What you have to do:
Copy the records below verbatim, from the first line through the line containing "https://wavesurfer-js.org/example/audio-element/", inclusive, and output nothing else.

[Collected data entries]
PR #1112, opened 2017-06-03
Add pointerEvents: none to left/right sides.

agamemnus:
Without this change, if the zIndex of the waves is higher than the zIndex of the regions, the waves will stand out better but block the resize controls.

(Figured out how to do two files at once.)

### DIFF
--- a/src/drawer.multicanvas.js
+++ b/src/drawer.multicanvas.js
@@ -23,7 +23,7 @@ WaveSurfer.util.extend(WaveSurfer.Drawer.MultiCanvas, {
         this.progressWave = this.wrapper.appendChild(
             this.style(document.createElement('wave'), {
                 position: 'absolute',
-                zIndex: 2,
+                zIndex: 3,
                 left: 0,
                 top: 0,
                 bottom: 0,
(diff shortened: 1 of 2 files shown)


katspaugh:
Nice idea!

thijstriemstra:
@agamemnus can you also add this to the documentation?

agamemnus:
Ok, in a bit. By the way, what is the plan for merging changes into next?
Are you just going to do a bunch of monster merges?

agamemnus:
I'm not sure where I'd add it since it's not an option.

src/drawer.multicanvas.js
```diff
@@ -72,11 +73,12 @@ WaveSurfer.util.extend(WaveSurfer.Drawer.MultiCanvas, {
         entry.wave = this.wrapper.appendChild(
             this.style(document.createElement('canvas'), {
                 position: 'absolute',
-                zIndex: 1,
+                zIndex: 2,
```
glebm: This makes it so that this canvas is above the progress wave, hiding it. See #1136

PR #1115, opened 2017-06-07
Update drawer.js -- make sure wrapper has the right parentNode.

agamemnus:
`this.container.removeChild(this.wrapper);` ->
`if (this.wrapper.parentNode == this.container) this.container.removeChild(this.wrapper);`

Useful just in case. For example, I have a function that detaches everything in order for childList/removedNodes mutationObservers to fire.


katspaugh:
Thanks!

PR #1116, opened 2017-06-07
Update drawer.js (same as #1115 except master instead of next)

agamemnus:
Topic. Same as https://github.com/katspaugh/wavesurfer.js/pull/1115.


katspaugh:
Thanks!

Issue #1082, opened 2017-05-07
Example for pre-rendered peaks doesn't actually show how to do it.


agamemnus:
https://wavesurfer-js.org/example/audio-element/

It just says: `wavesurfer.load('example/media/demo.mp3');`. It doesn't show how one would add in the extra parameters.

entonbiba:
@agamemnus those examples haven't been updated in a while. Sometime in the near future we will create more examples and link from the main page.
https://wavesurfer-js.org/examples/ 

For now you can check out this example I created for peak data.
http://codepen.io/entonbiba/pen/VPqvME

agamemnus:
Thanks.

agamemnus:
@entonbiba: I am also unsure how to save that peak data since the exportPCM doesn't work (https://github.com/katspaugh/wavesurfer.js/issues/1083). (I noticed you added a label -- thanks). I want to save the peaks with node.js as the audio files I am using are very big and I need the peaks to load much faster. Would appreciate any ideas.

davidchalifoux:
+1 on the need for updated documentation.

entonbiba:
@agamemnus you can use the following.
https://www.npmjs.com/package/audio-pcm-format

agamemnus:
This is confusing.

What am I supposed to use https://www.npmjs.com/package/audio-pcm-format for?

In another thread/issue, someone mentioned https://github.com/bbc/audiowaveform to get the peaks. I don't know what audio-pcm-format is supposed to do or what exportPCM is supposed to do. If I am using audiowaveform, why do I need the others? I am very lost here.

entonbiba:
@agamemnus that library is for nodejs didn't you ask for that? It will return the pcm json data from the serverside for faster rendering.

agamemnus:
None of this really works how it should.
1) I do not know how to properly install the audiowaveform program.
2) I tried `audio-pcm-format`, but setting a sampleRate of 44100 gave me an out-of-memory error.
I tried a sampleRate of 50 and used the wavesurfer code, but the result had one or two big peaks that made the whole thing really small when normalized.

agamemnus:
Okay. So I took the getPeaks code and I made it into a stream/chunk mechanism. I'm still improving on it and I'll post it later. Ideally, in the future, could just include wavesurfer.js and run getPeaks with a parameter...

entonbiba:
@agamemnus what kind of ram/cpu are you running it on?

[...]

PR #1117, opened 2017-06-07
Compressing and flipping min/max.

agamemnus:
1) Removed a bunch of empty lines for readability...
2) Min and max seemed to be flipped. Practically, it makes no difference.
3) Did `if (min < value) { min = value; } else if (max > value) { max = value; }`, since value cannot be greater than min and less than max at the same time.

### DIFF
--- a/src/webaudio.js
+++ b/src/webaudio.js
@@ -217,51 +217,29 @@ WaveSurfer.WebAudio = {
      */
     getPeaks: function (length, first, last) {
         if (this.peaks) { return this.peaks; }
-
         first = first || 0;
         last = last || length - 1;
-
         this.setLength(length);
-
         var sampleSize = this.buffer.length / length;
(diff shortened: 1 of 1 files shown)


katspaugh:
Took me some minutes to realize this PR doesn't do anything useful. Let's not introduce unnecessary stylistic changes.

agamemnus:
It will allow a better understanding of the code for more changes later
(see
https://github.com/katspaugh/wavesurfer.js/issues/1082#issuecomment-306976656)
and because min and max are flipped...

katspaugh:
I'm not sure why you think `max` and `min` are flipped (and should be reversed). Can you explain?

agamemnus:
I just looked at it again and it turns out that I got psyched out by the
code. They could not be reversed.

agamemnus:
Should*

PR #1120, opened 2017-06-11
requestAnimationFrame should be bound on window...

agamemnus:
Apparently...

https://stackoverflow.com/questions/10743596/why-are-certain-function-calls-termed-illegal-invocations-in-javascript


katspaugh:
Merged, thanks!

PR #1774, opened 2019-10-11
throw error when url parameter is not supplied to load()

### LINKED ISSUE #1773: Calling load() without arguments throws error
calling `wavesurfer.load()` without params should not throw an error:

```javascript
var surfer = new WaveSurfer({
        backend: 'MediaElement',
        container: '#waveform'
      });

surfer.load();
```

Error
```
TypeError: this.backend is null
```

thijstriemstra:
fixes #1773

### DIFF
--- a/src/wavesurfer.js
+++ b/src/wavesurfer.js
@@ -1607,8 +1607,12 @@ export default class WaveSurfer extends util.Observer {
                 true
             );
         }
-        this.backend.destroy();
-        this.drawer.destroy();
+        if (this.backend) {
+            this.backend.destroy();
+        }
+        if (this.drawer) {
+            this.drawer.destroy();
+        }
         this.isDestroyed = true;
         this.isReady = false;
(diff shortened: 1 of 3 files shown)


src/wavesurfer.js
```diff
@@ -1290,6 +1290,9 @@ export default class WaveSurfer extends util.Observer {
      * );
      */
     load(url, peaks, preload, duration) {
+        if (url === undefined) {
+            throw new Error('url parameter is invalid');
```
katspaugh: Maybe `if (!url)` to also throw if it's an empty string or null?
The error message could then be `The URL parameter cannot be empty` or similar.

thijstriemstra: sounds good, was struggling to find a good description for the error but that's a better check.

thijstriemstra:
Also fixed error for calling `wavesurfer.destroy()`.

PR #1775, opened 2019-10-11
throw error when invalid url is passed to MediaElement backend

### LINKED ISSUE #1773: Calling load() without arguments throws error

thijstriemstra:
follow-up to #1774 

fixes #1773

### DIFF
--- a/src/mediaelement.js
+++ b/src/mediaelement.js
@@ -133,7 +133,7 @@ export default class MediaElement extends WebAudio {
         // verify media element is valid
         if (
             !(media instanceof HTMLMediaElement) ||
-            typeof media.addEventListener === "undefined"
+            typeof media.addEventListener === 'undefined'
         ) {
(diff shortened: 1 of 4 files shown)


src/mediaelement.js
```diff
@@ -135,6 +139,14 @@ export default class MediaElement extends WebAudio {
             media.load();
         }
 
+        // verify media element
+        if (
+            !(media instanceof HTMLMediaElement) ||
+            media.addEventListener === undefined
```
aburai: i prefer typeof check for undefined
and should the verify be on top of the _load method? i am not sure

thijstriemstra: done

Solved problem:
PR #1112, opened 2017-06-03
Add pointerEvents: none to left/right sides.

agamemnus:
Without this change, if the zIndex of the waves is higher than the zIndex of the regions, the waves will stand out better but block the resize controls.

(Figured out how to do two files at once.)

### DIFF
--- a/src/drawer.multicanvas.js
+++ b/src/drawer.multicanvas.js
@@ -23,7 +23,7 @@ WaveSurfer.util.extend(WaveSurfer.Drawer.MultiCanvas, {
         this.progressWave = this.wrapper.appendChild(
             this.style(document.createElement('wave'), {
                 position: 'absolute',
-                zIndex: 2,
+                zIndex: 3,
                 left: 0,
                 top: 0,
                 bottom: 0,
(diff shortened: 1 of 2 files shown)


katspaugh:
Nice idea!

thijstriemstra:
@agamemnus can you also add this to the documentation?

agamemnus:
Ok, in a bit. By the way, what is the plan for merging changes into next?
Are you just going to do a bunch of monster merges?

agamemnus:
I'm not sure where I'd add it since it's not an option.

src/drawer.multicanvas.js
```diff
@@ -72,11 +73,12 @@ WaveSurfer.util.extend(WaveSurfer.Drawer.MultiCanvas, {
         entry.wave = this.wrapper.appendChild(
             this.style(document.createElement('canvas'), {
                 position: 'absolute',
-                zIndex: 1,
+                zIndex: 2,
```
glebm: This makes it so that this canvas is above the progress wave, hiding it. See #1136

PR #1115, opened 2017-06-07
Update drawer.js -- make sure wrapper has the right parentNode.

agamemnus:
`this.container.removeChild(this.wrapper);` ->
`if (this.wrapper.parentNode == this.container) this.container.removeChild(this.wrapper);`

Useful just in case. For example, I have a function that detaches everything in order for childList/removedNodes mutationObservers to fire.


katspaugh:
Thanks!

PR #1116, opened 2017-06-07
Update drawer.js (same as #1115 except master instead of next)

agamemnus:
Topic. Same as https://github.com/katspaugh/wavesurfer.js/pull/1115.


katspaugh:
Thanks!

Issue #1082, opened 2017-05-07
Example for pre-rendered peaks doesn't actually show how to do it.


agamemnus:
https://wavesurfer-js.org/example/audio-element/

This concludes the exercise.